SPRING_DATASOURCE_URL=jdbc:postgresql://localhost:5432/cosign
SPRING_DATASOURCE_USERNAME=cosign_user
SPRING_DATASOURCE_PASSWORD=secure_password
APP_JWT_SECRET=your-256-bit-secret-key-here
APP_JWT_EXPIRE=86400000
APP_ENCRYPTION_SECRET=16-char-secret!
APP_JWT_EXPIRE is in milliseconds (86400000 = 24 hours).
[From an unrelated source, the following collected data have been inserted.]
PR #9007, opened 2024-12-03
chore: ask for urgency proposal

eliobischof:
# Which Problems Are Solved

It is hard to prioritize new issues and PRs.

# How the Problems Are Solved

In issue and PR templates, an urgency can optionally be proposed. This also improves community involvement.

# Additional Changes

- [ ] Let's also encourage upvoting and automate an initial thumb up for each issue?

### DIFF
--- a/.github/ISSUE_TEMPLATE/BUG_REPORT.yaml
+++ b/.github/ISSUE_TEMPLATE/BUG_REPORT.yaml
@@ -15,6 +15,7 @@ body:
     label: Severity
     description: How severe is the bug?
     options:
+    - I don't know
     - Low (it can wait)
     - Medium (it should be backlogged)
     - High (it should be prioritized)
@@ -110,3 +111,9 @@ body:
   attributes:
     label: Additional Context
     description: Please add any other infos that could be useful.
+- type: markdown
+  attributes:
+    value: |
+      ## Vote for this issue
+      If you come accross this issue and would like to see it taken care of, please vote with a thumbs up 👍.
+      If you have any additional thoughts or use cases, please leave a comment.
--- a/.github/ISSUE_TEMPLATE/BUG_REPORT.yaml
+++ b/.github/ISSUE_TEMPLATE/BUG_REPORT.yaml
@@ -9,6 +9,18 @@ body:
     value: |
       Thanks for taking the time to fill out this bug report!  
       Learn more in our [contribution guide](https://github.com/zitadel/zitadel/blob/main/CONTRIBUTING.md#product-management) on how we will process your issue.
+- type: dropdown
+  id: severity
+  attributes:
+    label: Severity
+    description: How severe is the bug?
+    options:
+    - Low (it can wait)
+    - Medium (it should be backlogged)
+    - High (it should be prioritized)
+    - Critical (it should be worked on immediately)
+  validations:
+    required: true
 - type: checkboxes
   id: preflight
   attributes:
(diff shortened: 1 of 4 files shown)


eliobischof:
@zitadelraccine @hifabienne what do you generally think about the basic idea? I don't need a full PR review yet.

.github/ISSUE_TEMPLATE/enhancement.yaml
```diff
@@ -7,6 +7,19 @@ body:
...
+      label: Urgency
+      description: How urgent is this proposal?
+      options:
+      - I don't know
+      - Low (it can wait)
+      - Medium (it should be backlogged)
+      - High (it should be prioritized)
+      - Critical (it should be worked on immediately)
+    validations:
+      required: true
```
hifabienne, line 22: Same here, i think its up on us to define how urgent something is and not on the community/customer

.github/workflows/issues.yml
```diff
@@ -21,6 +21,13 @@ jobs:
           # to the issue
           project-url: https://github.com/orgs/zitadel/projects/2
           github-token: ${{ secrets.ADD_TO_PROJECT_PAT }}
+      - name: add "thumbs up reaction
+        if: ${{ github.event_name == 'issues' }}
+        uses: actions/github-script@v7
+        with:
+          script: |
+            const { issue: { number: issueNumber }, repository: { owner: { login: owner }, name: repo } } = context.payload;
+            await github.reactions.createForIssue({ owner, repo, issue_number: issueNumber, content: "+1" });
```
hifabienne, line 30: from what i understand this does an upvote on the issue. in which name is that happening? i guess in my name, as the pat is from me, in that case i think that doesn't make sense

.github/workflows/ready_for_review.yml
```diff
@@ -11,6 +11,14 @@ jobs:
...
             const content = `### Thanks for your contribution @${{ github.event.pull_request.user.login }}! 🎉
 
+            How urgent is this PR review for you? Please select one of the following levels:
+
+            - [ ] I don't know
+            - [ ] Low (shoud be reviewed on best effort)
+            - [ ] Medium (should be reviewed within 14 days)
+            - [ ] High (should be reviewed within 2 days)
+            - [ ] Critical (should be reviewed now)
+
```
hifabienne, line 21: would remove this

.github/ISSUE_TEMPLATE/BUG_REPORT.yaml
```diff
@@ -98,3 +111,9 @@ body:
   attributes:
     label: Additional Context
     description: Please add any other infos that could be useful.
+- type: markdown
+  attributes:
+    value: |
+      ## Vote for this issue
+      If you come accross this issue and would like to see it taken care of, please vote with a thumbs up 👍.
+      If you have any additional thoughts or use cases, please leave a comment.
```
hifabienne, line 119: I think upvoting is a normal process on opensource issues not sure if we need to mention that.

.github/ISSUE_TEMPLATE/BUG_REPORT.yaml
```diff
@@ -9,6 +9,19 @@ body:
...
+    label: Severity
+    description: How severe is the bug?
+    options:
+    - I don't know
+    - Low (it can wait)
+    - Medium (it should be backlogged)
+    - High (it should be prioritized)
+    - Critical (it should be worked on immediately)
+  validations:
+    required: true
```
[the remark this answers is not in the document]
eliobischof: Ofc the final prio has to be done by us

.github/workflows/issues.yml
eliobischof: I agree, if it's a pat, we should change that

PR #9011, opened 2024-12-05
docs(kb): Knowledge Base

mffap:
Introduce a knowledge base. 

Multi-doc instance running under docs/knolwedge, so that the tags are separated from the docs.


mffap:
@CodeJCM is this still needed or should we close it for now?

CodeJCM:
@mffap not sure how but just seeing this now. I spoke with David on Thursday about this and I believe he was looking at mid Q2 to bring this to life. I will review with one of the team members tomorrow and test on preview. Thanks

Issue #9035, opened 2024-12-09
[Bug]: Multifactor OTP not ready for external users, when mail is not verified


nikzen:
### Preflight Checklist

- [x] I could not find a solution in the documentation, the existing issues or discussions
- [ ] I have joined the [ZITADEL chat](https://zitadel.com/chat)

### Environment

Self-hosted

### Database

None

### Describe the problem caused by this bug

We sometimes connect external IDPs with Zitadel. On first login, we allow the creation of an account. We enforce OTP via mail and we need the user to verify their mail as there shouldn't be any situation to not login without adding a second factor. Now we have the problem, that the login is broken, as Zitadel is asking for the 2FA via mail although the mail has not been verified.

### To reproduce

Make sure to:
- Force Mail OTP for all users
- Not automatically very the user mail

1. Login with external IDP
2. Error Screen

### Screenshots

![Image](https://github.com/user-attachments/assets/98373b8d-122b-4f82-9057-523c53035b37)

### Expected behavior

We expect Zitadel to show the screen to verify the mail and then ask for 2FA if the mail hasn't been verified.

PR #9039, opened 2024-12-10
fix(login): make sure first email verification is done before MFA check

livio-a:
# Which Problems Are Solved

During authentication in the login UI, there is a check if the user's MFA is already checked or needs to be setup.
In cases where the user was just set up or especially, if the user was just federated without a verified email address, this can lead to the problem, where OTP Email cannot be setup as there's no verified email address.

# How the Problems Are Solved

- Added a check if there's no verified email address on the user and require a mail verification check before checking for MFA.
Note: that if the user had a verified email address, but changed it and has not verified it, they will still be prompted with an MFA check before the email verification. This is make sure, we don't break the existing behavior and the user's authentication is properly checked.

# Additional Changes

None

# Additional Context

- closes https://github.com/zitadel/zitadel/issues/9035


internal/user/repository/view/model/user.go
```diff
@@ -79,6 +79,7 @@ type HumanView struct {
 	AvatarKey                string         `json:"storeKey" gorm:"column:avatar_key"`
 	Email                    string         `json:"email" gorm:"column:email"`
 	IsEmailVerified          bool           `json:"-" gorm:"column:is_email_verified"`
+	VerifiedEmail            string         `json:"-" gorm:"-"`
```
muhlemmer, line 82: How does this value get scanned when the `gorm:"-"` tag is set?

muhlemmer (commented):
Just one question

internal/user/repository/view/model/user.go
livio-a: Good question. I tested and it was set, but probably that was a part, which already does not use gorm anymore.
Now added the tag to make sure all parts will be able to handle it.

muhlemmer (approved):

PR #9040, opened 2024-12-10
feat: add exclusion of criteria for active idp query

### LINKED ISSUE #8981: Extend `getActiveIdentityProviders` request to return `IDPConfig`
### Preflight Checklist

### Describe your problem

To list IDPs for potential linking, we need to filter them. The `GetActiveIdentityProviderResponse`should therefore be extended to provide the `IDPConfig` or information about whether the IDP is allowed to be linked or created. 

The Reponse includes the entire `IDPConfig` or only mapped fields for `isCreationAllowed` / `isLinkingAllowed`.

### Version

_No response_

### Environment

ZITADEL Cloud

### Additional Context

_No response_

stebenz:
# Which Problems Are Solved

To list IDPs for potential linking, we need to filter them. The GetActiveIdentityProviderResponse should therefore be extended to provide the IDPConfig or information about whether the IDP is allowed to be linked or created.

# How the Problems Are Solved

Add parameters to the request to exclude CreationDisallowed and/or LinkingDisallowed in the query.

# Additional Changes

Added integration tests for the GetGetActiveIdentityProvider endpoint.

# Additional Context

Closes #8981


livio-a:
General question since this PR only handles the "manual" `creation` and `linking allowed` options:
The current login UI allows to disabled them both, but with enabled `auto creation` or `auto linking` options it will still do that, but disallow any manual actions taken by a user trough the UI.
What's the plan on that?

livio-a:
> > General question since this PR only handles the "manual" `creation` and `linking allowed` options: The current login UI allows to disabled them both, but with enabled `auto creation` or `auto linking` options it will still do that, but disallow any manual actions taken by a user trough the UI. What's the plan on that?
> 
> `auto creating` and `auto linking` is only relevant for the usecases where you have a list of IDPs and select them to log in. We get the IDP Options from the intent there anyways. If the terms `exclude_linking_disallowed` and `exclude_creation_disallowed` are descriptive enough for this request and just refer to the options `auto creation` and `auto linking` I'd just consider those two. I am not so sure about the terms though

I mean double negation also breaks my mind. Can't we just have four optional boolean (can even be a nested message) which directly map (also naming wise) to the possible options.
If they're set we specifically filter, if not set, we return all. (So no breaking change)

stebenz:
> > > General question since this PR only handles the "manual" `creation` and `linking allowed` options: The current login UI allows to disabled them both, but with enabled `auto creation` or `auto linking` options it will still do that, but disallow any manual actions taken by a user trough the UI. What's the plan on that?
> > 
> > 
> > `auto creating` and `auto linking` is only relevant for the usecases where you have a list of IDPs and select them to log in. We get the IDP Options from the intent there anyways. If the terms `exclude_linking_disallowed` and `exclude_creation_disallowed` are descriptive enough for this request and just refer to the options `auto creation` and `auto linking` I'd just consider those two. I am not so sure about the terms though
> 
> I mean double negation also breaks my mind. Can't we just have four optional boolean (can even be a nested message) which directly map (also naming wise) to the possible options. If they're set we specifically filter, if not set, we return all. (So no breaking change)

Totally fine with that, was somehow stuck on the exclude for naming, but can change it nonetheless. Could also do SearchQuery's as in the list endpoints to keep it consistent?

livio-a:
> > > > General question since this PR only handles the "manual" `creation` and `linking allowed` options: The current login UI allows to disabled them both, but with enabled `auto creation` or `auto linking` options it will still do that, but disallow any manual actions taken by a user trough the UI. What's the plan on that?
> > > 
> > > 
> > > `auto creating` and `auto linking` is only relevant for the usecases where you have a list of IDPs and select them to log in. We get the IDP Options from the intent there anyways. If the terms `exclude_linking_disallowed` and `exclude_creation_disallowed` are descriptive enough for this request and just refer to the options `auto creation` and `auto linking` I'd just consider those two. I am not so sure about the terms though
> > 
> > 
> > I mean double negation also breaks my mind. Can't we just have four optional boolean (can even be a nested message) which directly map (also naming wise) to the possible options. If they're set we specifically filter, if not set, we return all. (So no breaking change)
> 
> Totally fine with that, was somehow stuck on the exclude for naming, but can change it nonetheless. Could also do SearchQuery's as in the list endpoints to keep it consistent?

Would be best, but then it would also need to be a proper search (as a POST REST request). Having a search query in the GET request is somewhere between ugly to not doable 😄

internal/api/grpc/settings/v2/settings.go
```diff
@@ -131,6 +136,39 @@ func (s *Server) GetActiveIdentityProviders(ctx context.Context, req *settings.G
 	}, nil
 }
 
+func activeIdentityProvidersToQuery(req *settings.GetActiveIdentityProvidersRequest) (_ []query.SearchQuery, err error) {
+	q := make([]query.SearchQuery, 0)
```
livio-a, line 140:
```suggestion
	q := make([]query.SearchQuery, 0, 4)
```

internal/api/grpc/settings/v2/settings.go
```diff
@@ -131,6 +136,39 @@ func (s *Server) GetActiveIdentityProviders(ctx context.Context, req *settings.G
...
+	if req.GetCreationAllowed() {
+		creationQuery, err := query.NewIDPTemplateIsCreationAllowedSearchQuery(true)
```
livio-a, line 142: this prevents filtering for IdPs, which do not allow creation (also check the following checks)

livio-a (changes requested):
@peintnermax you mentioned somewhere that you also want to have not only the possibility to filter for these options, but also have them returned, is that correct?

internal/api/grpc/settings/v2/settings.go
stebenz: Done

internal/api/grpc/settings/v2/settings.go
stebenz: Added booleans as false as well, including tests

peintnermax:
Having the options in the request would be great but they are not necessarily required. IMHO it always makes sense to return them. The rest looks good to me 👍

livio-a:
> Having the options in the request would be great but they are not necessarily required. IMHO it always makes sense to return them. The rest looks good to me 👍

Code LGTM, but we should return the options as well then.

internal/query/idp_login_policy_link.go
```diff
@@ -151,6 +161,11 @@ func prepareIDPLoginPolicyLinksQuery(ctx context.Context, db prepareDatabase, re
 					&idpName,
 					&idpType,
 					&idpOwnerType,
+					&link.IsCreationAllowed,
+					&link.IsLinkingAllowed,
+					&link.IsAutoCreation,
+					&link.IsAutoUpdate,
+					&link.AutoLinking,
```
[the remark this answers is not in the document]
stebenz: included the valid checks for null, also for the other attributes

livio-a (approved):

PR #9058, opened 2024-12-15
docs: update external-login.mdx according to api spec

dennypenta:
# Which Problems Are Solved

Documentation update

# Additional Context

The guide is outdate, a few fields from the given example confuse and must be update according to the api spec: https://zitadel.com/docs/apis/resources/user_service_v2/user-service-add-human-user


docs/docs/guides/integrate/login-ui/external-login.mdx
```diff
@@ -170,7 +170,7 @@ curl --request POST \
     "givenName": "Minnie",
     "familyName": "Mouse",
     "nickName": "Mini",
-    "displayName": "Minnie Mouse",
+    "userName": "Minnie Mouse",
```
livio-a, line 173:
```suggestion
    "displayName": "Minnie Mouse",
```

livio-a: this one is actually correct. probably also change by accident

livio-a (changes requested):
Hey @dennypenta

Thanks for fixing this. There's only one change, that was not correct, probably not even intended.

PR #9065, opened 2024-12-16
feat: v2 api add way to list authentication factors

### LINKED ISSUE #8833: List second Factor methods for user
As an administrator/end user I want to be to list all second factors of a user, to be able to edit/delete them, though the new user v2 api.

## Acceptance Criteria
- [ ] I am able to get all second factors of a user
- [ ] As an administrator i can read it for each user i have permission to read
- [ ] As an end user i am only able to read my own factors
- [ ] Endpoint is implemented in the v2 users service
- [ ] The endpoint replaces the following endpoint: https://zitadel.com/docs/apis/resources/mgmt/management-service-list-human-auth-factors

conblem:
# Which Problems Are Solved

The v2 api currently has no endpoint the get all second factors of a user.

# How the Problems Are Solved

Our v1 api has the ListHumanAuthFactors which got added to the v2 api under the User resource.

# Additional Changes

# Additional Context

Closes #8833


proto/zitadel/user/v2/user.proto
```diff
@@ -276,13 +276,60 @@ message Passkey {
...
+message AuthFactor {
+  AuthFactorState state = 1 [
+    (grpc.gateway.protoc_gen_openapiv2.options.openapiv2_field) = {
+      description: "current state of the auth factor";
+    }
+  ];
+  oneof type {
+    AuthFactorOTP otp = 2 [
+      (grpc.gateway.protoc_gen_openapiv2.options.openapiv2_field) = {
+        description: "one type use OTP, OTPSMS, OTPEmail or U2F"
```
stebenz, line 288: Please use a fitting description for the type of the factor, even if the same description is used by the old endpoint.

internal/api/grpc/user/v2/user.go
```diff
@@ -597,6 +597,29 @@ func (s *Server) ListAuthenticationMethodTypes(ctx context.Context, req *user.Li
 	}, nil
 }
 
+func (s *Server) ListAuthenticationFactors(ctx context.Context, req *user.ListAuthenticationFactorsRequest) (*user.ListAuthenticationFactorsResponse, error) {
+	query := new(query.UserAuthMethodSearchQueries)
+	err := query.AppendUserIDQuery(req.UserId)
+	if err != nil {
+		return nil, err
+	}
+	err = query.AppendAuthMethodsQuery(domain.UserAuthMethodTypeU2F, domain.UserAuthMethodTypeTOTP, domain.UserAuthMethodTypeOTPSMS, domain.UserAuthMethodTypeOTPEmail)
```
stebenz, line 606: We could define an 'In'-SearchQuery for the authentication methods, so that you can query for specific methods.

internal/api/grpc/user/v2/user.go
```diff
@@ -597,6 +597,29 @@ func (s *Server) ListAuthenticationMethodTypes(ctx context.Context, req *user.Li
...
+	if err != nil {
+		return nil, err
+	}
+	err = query.AppendStateQuery(domain.MFAStateReady)
```
stebenz, line 610: We could define an optional SearchQuery to define if you also want to list not yet active factors.

internal/api/grpc/user/v2/user.go
```diff
@@ -597,6 +597,29 @@ func (s *Server) ListAuthenticationMethodTypes(ctx context.Context, req *user.Li
...
+	if err != nil {
+		return nil, err
+	}
+	authMethods, err := s.query.SearchUserAuthMethods(ctx, query, nil)
```
stebenz, line 614: We would need to check the permissions over the users, on which the user should be able to see, please refer to the ListUsers call as an example.

internal/api/grpc/user/v2/integration_test/user_test.go
```diff
@@ -2629,6 +2629,126 @@ func TestServer_ListAuthenticationMethodTypes(t *testing.T) {
 	}
 }
 
+func TestServer_ListAuthenticationFactors(t *testing.T) {
+	userIDWithoutAuth := Instance.CreateHumanUser(CTX).GetUserId()
+
+	userWithU2F := Instance.CreateHumanUser(CTX).GetUserId()
```
stebenz, line 2635: The user creation could be move to the specific tests where you want to query the specific user, for parallel processing.

stebenz (changes requested):

internal/api/grpc/user/v2/integration_test/user_test.go
```diff
@@ -2629,6 +2629,220 @@ func TestServer_ListAuthenticationMethodTypes(t *testing.T) {
...
 
+func TestServer_ListAuthenticationFactors(t *testing.T) {
+
+	tests := []struct {
+		name string
+		want *user.ListAuthenticationFactorsResponse
+		dep  func(ctx context.Context, response *user.ListAuthenticationFactorsResponse) (*user.ListAuthenticationFactorsRequest, error)
+	}{
+		{
+			name: "no auth",
```
stebenz, line 2640: Please add test for non-existing permission

internal/api/grpc/user/v2/integration_test/user_test.go
```diff
@@ -2629,6 +2629,220 @@ func TestServer_ListAuthenticationMethodTypes(t *testing.T) {
...
+					},
+				},
+			},
+		},
+	}
+	for _, tt := range tests {
+		t.Run(tt.name, func(t *testing.T) {
+			retryDuration, tick := integration.WaitForAndTickWithMaxDuration(CTX, time.Minute)
+			require.EventuallyWithT(t, func(ttt *assert.CollectT) {
+				req, err := tt.dep(CTX, tt.want)
```
stebenz, line 2832: Move dependency out of the eventually clause, as it should be handled once

stebenz (changes requested):

internal/api/grpc/user/v2/integration_test/user_test.go
stebenz: @conblem Still relevant, this is a test to query a user with no authentication methods, what I pointed at was a test where the querying user has no permission to call this endpoint.

stebenz (approved):

PR #9073, opened 2024-12-17
fix: allow native applications to use https:// on loopback redirect addresses

### LINKED ISSUE #4091: Using https scheme for redirect URI when working with a native app
As a developer I want to be able to create redirect URIs on my native app with a https schema.

**Acceptance criteria**
- [ ] I am able to create `https://` redirect_uris for a native app (oidc lib, zitadel backend)
- [ ] the text in the Console is changed and `https://` redirect_uris for native apps are not marked as invalid 

**Additional Context**

### Discussed in https://github.com/zitadel/zitadel/discussions/4087

<div type='discussions-op-text'>

<sup>Originally posted by **vin047** August  1, 2022</sup>
Zitadel console currently states:

> Redirect URIs must begin with your own protocol, http://127.0.0.1, http://[::1] or http://localhost.

And indeed, trying to add a URL with https results in a warning in the console.

According to https://www.oauth.com/oauth2-servers/oauth-native-apps/redirect-urls-for-native-apps/, it's best to use HTTPS URL matching when working with native apps, as custom schemes can be registered by other applications and which app the system chooses to launch is random. 

I'm aware that I can just turn on `Development Mode` but this feels like something that should be supported out of the box, at least for native apps.</div>

---

conblem:
# Which Problems Are Solved

- The current validation for native redirect URIs does not allow HTTPS loopback addresses.

# How the Problems Are Solved

- Enhanced the validation logic to permit HTTPS loopback addresses, ensuring that developers can use these addresses without encountering validation errors.
- Updated zitadel/oidc to latest version

# Additional Context

- Closes #4091
- This pr need to be closed first in our OIDC lib: https://github.com/zitadel/oidc/pull/691


livio-a (dismissed):

livio-a (approved):

KevinHaendel:
This is not fixed quite yet. Native applications can also use "normal" https:// urls, but Zitadel still checks if it is at least returning to loopback.

https://www.oauth.com/oauth2-servers/redirect-uris/redirect-uris-native-apps/

It seems like all it would take for Zitadel would be to check if it isn't using the http protocol, since https://any-url and custom defined URL Schemes can and should be supported.

conblem:
@KevinHaendel Thanks for raising this! It would be great if you could write up a detailed issue describing how exactly the handling should work and how that differs from our current implementation.

PR #9287, opened 2025-02-02
8675 - Update issuer URL schemed based on `externalTrue`

### LINKED ISSUE #8675: [Bug]: HTTP is used to retrieve OpenID discovery document with `ExternalSecure` to to `true`
### Preflight Checklist

### Environment

Self-hosted

### Version

v2.62.1

### Database

CockroachDB

### Database Version

v24.2.0

After installation I am unable to access the UI console. An error occurs because the webapp uses a plain http connection to retrieve the openid configuration, even with `ExternalSecure` to to `true`.

```
Wait!
Inserting something here could give attackers access to your zitadel account.
If you don't know exactly what you're doing, close the window and stay on the safe side
If you know exactly what you are doing, you should work for us

Refused to connect to 'http://my.domain/.well-known/openid-configuration' because it violates the following Content Security Policy directive: "connect-src 'self' my.domain".

error loading discovery document 
T {headers: k, status: 0, statusText: 'Unknown Error', url: 'http://my.domain/.well-known/openid-configuration', ok: false, …}
```

### To reproduce

1. Install Zitadel using Helm (see values.yaml, below)
2. Use Traefik as reverse proxy
3. Use `ExternalDomain` and `ExternalSecure`
4. Try to access console

### Screenshots

Connection is using HTTPS. All other calls used HTTPS, except for `http://my.domain/.well-known/openid-configuration`

Browser console:

image

Browser network:

image

### Expected behavior

HTTPS is used to retrieve openid configuration and UI console loads.

### Operating System

AWS EKS

### Relevant Configuration

Helm chart values:

```yaml
zitadel:
  configmapConfig:
    ExternalSecure: true
    ExternalDomain: my.domain
    ExternalPort: 443

    TLS:
      Enabled: false
```

Traefik IngressRoute:

```yaml
apiVersion: traefik.io/v1alpha1
kind: IngressRoute
metadata:
  name: zitadel
spec:
  entryPoints:
    - websecure
  routes:
    - kind: Rule
      match: Host(`my.domain`)
      services:
        - name: zitadel
          port: 8080
          scheme: h2c
          passHostHeader: true
```

### Additional Context

_No response_

xadhatter:
# Which Problems Are Solved

Updates issuer URL to use `https` schemed based on `externalTrue` configuration option.

# How the Problems Are Solved

Added check while building `environment.json` to change scheme based on `externalTrue` value.

# Additional Context

Closes #8675

### DIFF
--- a/internal/api/ui/console/console.go
+++ b/internal/api/ui/console/console.go
@@ -8,6 +8,7 @@ import (
 	"html/template"
 	"io/fs"
 	"net/http"
+	"net/url"
 	"os"
 	"path"
 	"strings"
@@ -112,7 +113,7 @@ func Start(config Config, externalSecure bool, issuer op.IssuerFromRequest, call
 
 	handler.Use(callDurationInterceptor, instanceHandler, security, limitingAccessInterceptor.WithoutLimiting().Handle)
 	handler.Handle(envRequestPath, middleware.TelemetryHandler()(http.HandlerFunc(func(w http.ResponseWriter, r *http.Request) {
-		url := http_util.BuildOrigin(r.Host, externalSecure)
+		originURL := http_util.BuildOrigin(r.Host, externalSecure)
 		ctx := r.Context()
 		instance := authz.GetInstance(ctx)
 		instanceMgmtURL, err := templateInstanceManagementURL(config.InstanceManagementURL, instance)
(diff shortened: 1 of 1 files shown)


k2589 (approved):
Looks legit, thank you!

iyuroch:
Thanks!

k2589:
@xadhatter FYI, build and launched from your PR:

Sadly, there is another error after it:
`invalid issuer in discovery document expected: https://domain.com current: http://domain.com`

Screenshot 2025-02-03 at 15 13 16

livio-a:
Hey @xadhatter 

Thanks for trying to fix this. From what I see the problem is related to the x-forwarded-*, forwarded handling, 
as noted https://github.com/zitadel/zitadel/issues/8675#issuecomment-2631374709

As proposed by @eliobischof: https://github.com/zitadel/zitadel/issues/8675#issuecomment-2468390857
The best option is to probably force https when using externalTrue in the linked code part.

Otherwise there will be follow up issues if there is just an overwrite for console.

xadhatter:
Took a quick glance at this again. Can you clarify your comment. The change I made is forcing `issuer` url to use `https` based on `externalTrue` before it is passed to `createEnvironmentJSON` in the linked code. The other urls being passed appear to already respect `externalTrue`. 

I looked into performing the check in `op.IssuerFromRequest` but that turned into a bit of rabbit hole as it is used in several places, some of which don't appear to have access to the `externalTrue` parameter.

livio-a:
> Took a quick glance at this again. Can you clarify your comment. The change I made is forcing `issuer` url to use `https` based on `externalTrue` before it is passed to `createEnvironmentJSON` in the linked code. The other urls being passed appear to already respect `externalTrue`.
> 
> I looked into performing the check in `op.IssuerFromRequest`, which would require adding an `externalTrue` parameter to the function definition, but that turned into a bit of rabbit hole as it is used in several places, some of which don't appear to have access to the `externalTrue` configuration variable.

My idea was to handle the `fallbackToHTTPS`, resp. change it to `require`.
https://github.com/zitadel/zitadel/blob/b63c5fdb1792603263cd8c625d06a0498dbefe40/internal/api/http/middleware/origin_interceptor.go#L13-L73

I think that was also what @eliobischof suggested.

@peintnermax do you remember why we did it like that? Was it because of proxying the OIDC endpoints (running on HTTPS) through the login on HTTP?

muhlemmer:
@xadhatter just a quick check if you are still intending to work on this PR

zetxx:
x-headers added, http2: on, and not working

livio-a:
@xadhatter We haven't heard back from you for a while, so I'll close this. If you're still interested in contributing to this, please reopen the PR.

APP_ENCRYPTION_SECRET must be exactly 16 characters for AES.
APP_FRONTEND_URL=https://cosign-nwwl.onrender.com
RESEND_API_KEY=re_xxxxx
AWS_ACCESS_KEY_ID=AKIAIOSFODNN7EXAMPLE
AWS_SECRET_ACCESS_KEY=wJalrXUtnFEMI/...
AWS_REGION=us-east-1
AWS_S3_BUCKET=cosign-uploads
APP_FRONTEND_URL is used in email links. The AWS credentials need S3 read/write permissions on the specified bucket.
This project is available under the MIT License. See the LICENSE file for details.